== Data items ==
================

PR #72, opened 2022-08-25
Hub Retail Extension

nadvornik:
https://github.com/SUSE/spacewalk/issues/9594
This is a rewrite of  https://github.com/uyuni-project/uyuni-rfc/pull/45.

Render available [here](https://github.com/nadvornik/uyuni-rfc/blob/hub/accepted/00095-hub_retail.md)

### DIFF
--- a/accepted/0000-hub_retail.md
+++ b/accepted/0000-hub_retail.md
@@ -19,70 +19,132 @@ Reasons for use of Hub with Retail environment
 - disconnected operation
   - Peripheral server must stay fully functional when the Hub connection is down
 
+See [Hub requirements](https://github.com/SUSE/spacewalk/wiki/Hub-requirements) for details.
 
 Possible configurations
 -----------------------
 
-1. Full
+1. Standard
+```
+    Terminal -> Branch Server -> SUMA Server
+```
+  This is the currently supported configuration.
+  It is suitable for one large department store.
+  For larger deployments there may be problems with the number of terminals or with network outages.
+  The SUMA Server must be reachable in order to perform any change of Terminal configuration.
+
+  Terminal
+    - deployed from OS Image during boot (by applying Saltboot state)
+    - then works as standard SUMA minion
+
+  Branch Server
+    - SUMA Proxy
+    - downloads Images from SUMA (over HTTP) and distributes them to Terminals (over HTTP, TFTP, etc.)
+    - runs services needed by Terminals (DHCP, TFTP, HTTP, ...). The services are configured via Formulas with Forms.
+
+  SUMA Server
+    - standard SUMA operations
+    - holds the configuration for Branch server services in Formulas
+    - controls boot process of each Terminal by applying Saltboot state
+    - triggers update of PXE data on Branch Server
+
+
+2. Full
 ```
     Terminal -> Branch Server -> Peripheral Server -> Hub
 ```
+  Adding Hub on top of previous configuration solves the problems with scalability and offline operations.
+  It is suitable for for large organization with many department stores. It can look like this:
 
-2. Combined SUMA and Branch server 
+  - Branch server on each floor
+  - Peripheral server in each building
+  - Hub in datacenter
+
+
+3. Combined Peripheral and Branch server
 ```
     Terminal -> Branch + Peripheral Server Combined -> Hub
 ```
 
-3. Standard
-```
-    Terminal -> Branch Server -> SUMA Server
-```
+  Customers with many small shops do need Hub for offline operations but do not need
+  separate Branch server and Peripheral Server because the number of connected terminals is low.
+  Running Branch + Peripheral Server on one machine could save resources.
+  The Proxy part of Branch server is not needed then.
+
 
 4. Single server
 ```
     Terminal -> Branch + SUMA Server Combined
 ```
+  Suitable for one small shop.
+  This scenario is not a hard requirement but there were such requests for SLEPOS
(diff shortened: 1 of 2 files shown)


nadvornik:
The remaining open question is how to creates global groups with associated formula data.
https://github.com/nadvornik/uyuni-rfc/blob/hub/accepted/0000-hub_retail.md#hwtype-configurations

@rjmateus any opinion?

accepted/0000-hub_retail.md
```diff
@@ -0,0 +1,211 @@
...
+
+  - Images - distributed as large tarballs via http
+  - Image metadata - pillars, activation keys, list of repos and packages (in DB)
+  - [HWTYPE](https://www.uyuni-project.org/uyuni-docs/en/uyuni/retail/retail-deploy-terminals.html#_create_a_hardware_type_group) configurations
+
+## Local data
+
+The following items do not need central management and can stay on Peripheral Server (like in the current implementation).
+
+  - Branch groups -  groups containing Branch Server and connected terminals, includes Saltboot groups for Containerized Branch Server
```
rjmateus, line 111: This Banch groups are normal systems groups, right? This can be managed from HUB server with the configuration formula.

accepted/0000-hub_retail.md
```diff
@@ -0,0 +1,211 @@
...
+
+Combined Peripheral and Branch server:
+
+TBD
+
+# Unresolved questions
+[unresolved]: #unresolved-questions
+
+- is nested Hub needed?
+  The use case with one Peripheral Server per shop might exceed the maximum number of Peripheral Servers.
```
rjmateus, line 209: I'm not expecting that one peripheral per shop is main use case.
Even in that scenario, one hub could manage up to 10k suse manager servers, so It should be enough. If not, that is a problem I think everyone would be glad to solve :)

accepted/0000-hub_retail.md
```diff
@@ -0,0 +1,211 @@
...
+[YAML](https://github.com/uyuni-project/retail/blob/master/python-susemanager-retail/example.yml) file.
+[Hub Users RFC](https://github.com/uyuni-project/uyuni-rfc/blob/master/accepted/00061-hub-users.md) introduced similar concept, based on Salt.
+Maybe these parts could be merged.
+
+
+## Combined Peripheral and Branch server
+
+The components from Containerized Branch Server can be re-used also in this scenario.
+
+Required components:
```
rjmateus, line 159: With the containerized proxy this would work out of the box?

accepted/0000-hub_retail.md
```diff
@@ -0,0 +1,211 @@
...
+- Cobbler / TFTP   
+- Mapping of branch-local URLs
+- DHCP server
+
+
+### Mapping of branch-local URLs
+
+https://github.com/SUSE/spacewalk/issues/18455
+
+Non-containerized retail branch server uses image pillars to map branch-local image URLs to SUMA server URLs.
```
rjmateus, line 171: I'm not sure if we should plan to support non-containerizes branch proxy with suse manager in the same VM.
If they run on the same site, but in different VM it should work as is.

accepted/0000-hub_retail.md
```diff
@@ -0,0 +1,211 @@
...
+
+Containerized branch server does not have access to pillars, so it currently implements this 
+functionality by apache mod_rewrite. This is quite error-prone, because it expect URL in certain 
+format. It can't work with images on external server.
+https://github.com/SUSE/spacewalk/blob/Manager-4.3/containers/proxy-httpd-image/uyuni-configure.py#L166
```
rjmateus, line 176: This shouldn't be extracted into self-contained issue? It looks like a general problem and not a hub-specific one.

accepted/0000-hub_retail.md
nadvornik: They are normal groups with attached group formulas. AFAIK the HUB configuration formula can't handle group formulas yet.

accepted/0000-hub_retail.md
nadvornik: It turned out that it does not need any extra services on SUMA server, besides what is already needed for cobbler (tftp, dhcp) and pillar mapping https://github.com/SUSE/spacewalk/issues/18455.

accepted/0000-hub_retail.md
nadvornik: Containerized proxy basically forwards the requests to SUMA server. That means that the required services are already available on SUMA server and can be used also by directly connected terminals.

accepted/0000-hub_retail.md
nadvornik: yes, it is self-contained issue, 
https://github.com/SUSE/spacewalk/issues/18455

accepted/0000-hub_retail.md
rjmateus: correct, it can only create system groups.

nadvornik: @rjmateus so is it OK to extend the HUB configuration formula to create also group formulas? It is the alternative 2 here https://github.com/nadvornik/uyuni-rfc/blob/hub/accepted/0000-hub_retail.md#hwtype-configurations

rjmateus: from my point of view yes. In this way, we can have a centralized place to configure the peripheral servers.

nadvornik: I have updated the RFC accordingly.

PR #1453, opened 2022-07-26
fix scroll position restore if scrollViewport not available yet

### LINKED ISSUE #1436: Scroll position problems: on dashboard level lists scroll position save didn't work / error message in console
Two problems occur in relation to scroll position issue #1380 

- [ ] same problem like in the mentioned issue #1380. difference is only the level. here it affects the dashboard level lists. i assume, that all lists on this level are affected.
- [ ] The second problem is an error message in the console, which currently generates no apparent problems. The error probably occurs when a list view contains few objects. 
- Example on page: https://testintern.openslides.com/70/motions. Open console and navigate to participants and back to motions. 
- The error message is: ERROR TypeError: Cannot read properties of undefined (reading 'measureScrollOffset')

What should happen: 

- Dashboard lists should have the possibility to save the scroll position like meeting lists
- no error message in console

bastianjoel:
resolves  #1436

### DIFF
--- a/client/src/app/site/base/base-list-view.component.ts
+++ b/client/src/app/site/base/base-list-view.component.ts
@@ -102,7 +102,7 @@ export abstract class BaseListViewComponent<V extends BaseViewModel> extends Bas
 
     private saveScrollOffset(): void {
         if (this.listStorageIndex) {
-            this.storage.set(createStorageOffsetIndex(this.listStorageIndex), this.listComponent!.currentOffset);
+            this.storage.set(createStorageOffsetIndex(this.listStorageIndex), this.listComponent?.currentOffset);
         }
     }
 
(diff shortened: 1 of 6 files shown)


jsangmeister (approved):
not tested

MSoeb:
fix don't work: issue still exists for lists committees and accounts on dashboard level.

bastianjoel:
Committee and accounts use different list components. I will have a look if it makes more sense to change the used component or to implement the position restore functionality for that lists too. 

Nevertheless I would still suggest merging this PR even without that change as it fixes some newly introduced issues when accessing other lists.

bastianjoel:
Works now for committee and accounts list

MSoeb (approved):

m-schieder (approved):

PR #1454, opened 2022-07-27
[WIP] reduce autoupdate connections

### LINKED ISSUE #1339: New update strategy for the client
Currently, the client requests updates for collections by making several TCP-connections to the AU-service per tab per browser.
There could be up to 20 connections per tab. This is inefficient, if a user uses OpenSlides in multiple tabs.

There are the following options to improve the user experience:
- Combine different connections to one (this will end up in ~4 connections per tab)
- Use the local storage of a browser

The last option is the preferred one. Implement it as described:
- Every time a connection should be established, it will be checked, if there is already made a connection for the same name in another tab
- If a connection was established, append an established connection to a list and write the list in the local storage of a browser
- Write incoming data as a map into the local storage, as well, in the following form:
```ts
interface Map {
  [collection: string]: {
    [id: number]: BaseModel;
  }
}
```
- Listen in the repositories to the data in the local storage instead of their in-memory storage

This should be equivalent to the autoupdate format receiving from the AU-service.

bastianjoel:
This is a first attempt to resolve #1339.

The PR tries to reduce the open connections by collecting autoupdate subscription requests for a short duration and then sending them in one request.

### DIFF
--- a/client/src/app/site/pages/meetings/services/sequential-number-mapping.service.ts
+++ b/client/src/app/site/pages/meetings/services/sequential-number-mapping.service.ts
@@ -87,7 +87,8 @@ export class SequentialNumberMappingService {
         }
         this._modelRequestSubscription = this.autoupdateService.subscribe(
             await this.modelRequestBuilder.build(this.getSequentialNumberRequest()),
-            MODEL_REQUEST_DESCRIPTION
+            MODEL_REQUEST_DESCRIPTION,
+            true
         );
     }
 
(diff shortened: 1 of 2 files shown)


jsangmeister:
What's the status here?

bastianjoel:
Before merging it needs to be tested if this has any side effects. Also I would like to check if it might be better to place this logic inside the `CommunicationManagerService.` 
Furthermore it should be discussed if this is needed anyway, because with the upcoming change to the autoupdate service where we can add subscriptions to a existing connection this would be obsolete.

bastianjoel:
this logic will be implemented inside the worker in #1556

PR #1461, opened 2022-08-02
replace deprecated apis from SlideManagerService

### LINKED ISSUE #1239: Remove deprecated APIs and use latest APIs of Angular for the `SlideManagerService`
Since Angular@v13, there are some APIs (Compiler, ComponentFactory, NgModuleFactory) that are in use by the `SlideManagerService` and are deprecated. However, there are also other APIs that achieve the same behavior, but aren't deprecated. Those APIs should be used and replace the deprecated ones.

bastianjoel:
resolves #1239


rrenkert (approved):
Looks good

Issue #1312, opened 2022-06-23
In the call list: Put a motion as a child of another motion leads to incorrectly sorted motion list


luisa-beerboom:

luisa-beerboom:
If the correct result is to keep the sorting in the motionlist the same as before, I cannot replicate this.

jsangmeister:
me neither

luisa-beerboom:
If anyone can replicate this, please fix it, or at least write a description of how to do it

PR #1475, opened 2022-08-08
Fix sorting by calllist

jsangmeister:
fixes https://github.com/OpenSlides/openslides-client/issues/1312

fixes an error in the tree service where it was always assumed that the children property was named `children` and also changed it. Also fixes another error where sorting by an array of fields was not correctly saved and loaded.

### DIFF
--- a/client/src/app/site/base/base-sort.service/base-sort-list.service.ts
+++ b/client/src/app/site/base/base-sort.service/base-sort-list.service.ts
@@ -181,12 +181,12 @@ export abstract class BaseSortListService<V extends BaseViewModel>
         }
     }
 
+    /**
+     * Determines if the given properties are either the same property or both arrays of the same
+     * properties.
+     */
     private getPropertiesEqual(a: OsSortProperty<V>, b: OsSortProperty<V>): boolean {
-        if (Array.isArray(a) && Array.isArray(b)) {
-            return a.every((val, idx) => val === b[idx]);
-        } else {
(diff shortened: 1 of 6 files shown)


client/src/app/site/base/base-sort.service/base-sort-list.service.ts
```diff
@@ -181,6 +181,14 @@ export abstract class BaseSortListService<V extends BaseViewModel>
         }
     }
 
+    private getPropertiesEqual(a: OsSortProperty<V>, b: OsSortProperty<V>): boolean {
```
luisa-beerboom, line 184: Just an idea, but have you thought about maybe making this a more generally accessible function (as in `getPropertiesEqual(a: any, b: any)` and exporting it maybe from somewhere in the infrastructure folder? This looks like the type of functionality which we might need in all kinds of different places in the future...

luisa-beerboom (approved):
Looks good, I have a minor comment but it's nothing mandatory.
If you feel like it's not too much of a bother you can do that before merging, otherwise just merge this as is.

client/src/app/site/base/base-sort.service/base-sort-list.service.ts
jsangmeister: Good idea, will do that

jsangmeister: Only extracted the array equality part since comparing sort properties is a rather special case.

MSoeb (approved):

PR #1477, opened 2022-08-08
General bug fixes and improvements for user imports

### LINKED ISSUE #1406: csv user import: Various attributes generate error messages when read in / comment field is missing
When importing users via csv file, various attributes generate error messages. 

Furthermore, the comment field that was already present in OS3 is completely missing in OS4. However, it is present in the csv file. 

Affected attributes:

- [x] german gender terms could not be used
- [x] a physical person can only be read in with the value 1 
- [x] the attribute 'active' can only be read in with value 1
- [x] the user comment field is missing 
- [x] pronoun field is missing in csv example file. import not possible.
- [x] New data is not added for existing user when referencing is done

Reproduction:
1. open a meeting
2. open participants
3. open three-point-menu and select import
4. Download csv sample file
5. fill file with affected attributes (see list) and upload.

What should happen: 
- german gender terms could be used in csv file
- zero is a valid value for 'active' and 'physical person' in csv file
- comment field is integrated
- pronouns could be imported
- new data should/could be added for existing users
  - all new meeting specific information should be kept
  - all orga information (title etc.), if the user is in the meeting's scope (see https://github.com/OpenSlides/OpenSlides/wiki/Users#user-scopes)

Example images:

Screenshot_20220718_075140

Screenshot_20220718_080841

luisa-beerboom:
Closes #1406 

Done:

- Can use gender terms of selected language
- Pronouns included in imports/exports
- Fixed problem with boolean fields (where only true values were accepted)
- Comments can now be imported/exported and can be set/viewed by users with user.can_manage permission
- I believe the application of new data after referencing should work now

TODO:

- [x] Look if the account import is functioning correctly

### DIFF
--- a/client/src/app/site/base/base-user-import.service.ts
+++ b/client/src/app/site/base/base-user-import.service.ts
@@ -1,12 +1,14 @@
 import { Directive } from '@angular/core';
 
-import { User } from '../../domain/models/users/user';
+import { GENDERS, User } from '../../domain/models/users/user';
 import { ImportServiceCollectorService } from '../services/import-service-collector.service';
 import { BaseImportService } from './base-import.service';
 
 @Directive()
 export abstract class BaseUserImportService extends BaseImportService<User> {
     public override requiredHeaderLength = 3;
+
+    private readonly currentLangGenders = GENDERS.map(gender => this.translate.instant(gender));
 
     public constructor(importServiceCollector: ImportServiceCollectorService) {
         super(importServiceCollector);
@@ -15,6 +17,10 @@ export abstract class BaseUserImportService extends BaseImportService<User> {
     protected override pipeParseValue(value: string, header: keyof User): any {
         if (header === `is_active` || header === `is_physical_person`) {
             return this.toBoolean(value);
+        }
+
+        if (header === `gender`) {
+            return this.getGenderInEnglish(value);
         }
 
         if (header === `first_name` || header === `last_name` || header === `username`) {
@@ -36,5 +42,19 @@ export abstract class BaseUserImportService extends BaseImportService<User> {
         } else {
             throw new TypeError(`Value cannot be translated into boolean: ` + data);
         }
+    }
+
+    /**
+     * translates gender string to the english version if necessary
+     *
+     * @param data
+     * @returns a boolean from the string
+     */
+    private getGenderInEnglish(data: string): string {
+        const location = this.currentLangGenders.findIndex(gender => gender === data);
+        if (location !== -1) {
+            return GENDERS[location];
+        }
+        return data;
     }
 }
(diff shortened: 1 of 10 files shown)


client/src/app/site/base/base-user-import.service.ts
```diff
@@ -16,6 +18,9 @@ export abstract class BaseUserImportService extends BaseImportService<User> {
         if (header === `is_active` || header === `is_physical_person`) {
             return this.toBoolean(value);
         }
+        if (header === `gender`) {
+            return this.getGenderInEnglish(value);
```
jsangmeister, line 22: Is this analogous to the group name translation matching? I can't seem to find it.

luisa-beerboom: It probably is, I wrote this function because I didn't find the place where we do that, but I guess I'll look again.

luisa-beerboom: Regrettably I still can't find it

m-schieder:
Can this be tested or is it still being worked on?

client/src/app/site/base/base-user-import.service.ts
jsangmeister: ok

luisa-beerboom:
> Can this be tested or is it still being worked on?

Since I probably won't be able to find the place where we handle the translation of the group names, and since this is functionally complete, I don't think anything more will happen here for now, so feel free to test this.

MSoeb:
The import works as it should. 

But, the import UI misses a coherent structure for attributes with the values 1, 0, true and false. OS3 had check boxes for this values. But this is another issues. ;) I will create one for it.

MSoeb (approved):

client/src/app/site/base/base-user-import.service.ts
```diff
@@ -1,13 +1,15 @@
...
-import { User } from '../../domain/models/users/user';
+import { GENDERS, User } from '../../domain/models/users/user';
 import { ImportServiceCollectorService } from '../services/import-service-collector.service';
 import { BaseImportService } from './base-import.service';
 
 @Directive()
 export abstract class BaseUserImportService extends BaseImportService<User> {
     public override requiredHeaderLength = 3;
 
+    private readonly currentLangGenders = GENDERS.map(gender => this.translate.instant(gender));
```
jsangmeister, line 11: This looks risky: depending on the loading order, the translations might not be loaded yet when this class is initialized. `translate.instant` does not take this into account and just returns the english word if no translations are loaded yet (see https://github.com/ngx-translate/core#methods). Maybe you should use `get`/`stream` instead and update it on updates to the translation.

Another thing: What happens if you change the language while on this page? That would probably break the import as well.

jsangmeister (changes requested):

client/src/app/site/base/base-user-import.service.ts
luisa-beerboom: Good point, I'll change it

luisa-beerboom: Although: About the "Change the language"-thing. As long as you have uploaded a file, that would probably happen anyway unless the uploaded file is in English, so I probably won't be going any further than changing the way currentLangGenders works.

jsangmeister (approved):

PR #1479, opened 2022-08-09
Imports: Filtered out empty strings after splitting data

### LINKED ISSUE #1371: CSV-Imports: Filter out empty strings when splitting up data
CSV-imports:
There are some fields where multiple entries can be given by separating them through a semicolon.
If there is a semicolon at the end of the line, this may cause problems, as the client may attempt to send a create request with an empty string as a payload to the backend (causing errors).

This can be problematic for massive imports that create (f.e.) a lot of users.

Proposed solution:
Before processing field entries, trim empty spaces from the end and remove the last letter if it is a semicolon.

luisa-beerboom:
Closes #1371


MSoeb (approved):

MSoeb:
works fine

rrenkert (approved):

================

Check each line of the records for the word "introduced" and extract those that contain it.

== Exercise solution ==
+[Hub Users RFC](https://github.com/uyuni-project/uyuni-rfc/blob/master/accepted/00061-hub-users.md) introduced similar concept, based on Salt.
Nevertheless I would still suggest merging this PR even without that change as it fixes some newly introduced issues when accessing other lists.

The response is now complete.